Question

Can anyone help with integration?

Answer 1

sure

Answer 2

Thanks! Right now, i'm trying to integrate sin^2(2x). It is the same as (sin(2x))^2 and I 2sin(4x) as a derivative, but I'm not sure where to go from there.

Answer 3

use double angle identity
\[\cos 2 \theta = 1 - 2 \sin^2 \theta\]
\[\rightarrow \sin^2 \theta = \frac{1-\cos 2\theta}{2}\]


now you have
\[ \int\limits \frac{1-\cos 4x}{2} dx\]

u = 4x du = 4dx du/4 = dx
\[\frac{1}{8} \int\limits 1 -\cos u\]
\[= \frac{1}{8}(u -\sin u +C)\]
\[\frac{1}{2} x - \frac{1}{8} \sin 4x + C\]

Answer 4

I'm sorry, I gave you the wrong equation to start.

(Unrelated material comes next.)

PR #111, opened 2015-11-20
Fixed possibly wrong registry path

dkraemer:
Your version of this script opens/creates registry path "HKEY_LOCAL_MACHINE\SOFTWARE\Microsoft\4.0.30319.0\AutoGenKeys\$sid"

I have to integrate dx/sin^2(2x) which is the same as 1/sin^2(2x)dx.

Answer 5

http://www.wolframalpha.com/input/?i=integrate+csc%5E2+x+dx

Answer 6

Thanks for that!

I figured out how to use the proper identity to make the equation:((1-cos(2x))/2)^-1 but I'm not sure what to use for u and how to substitute.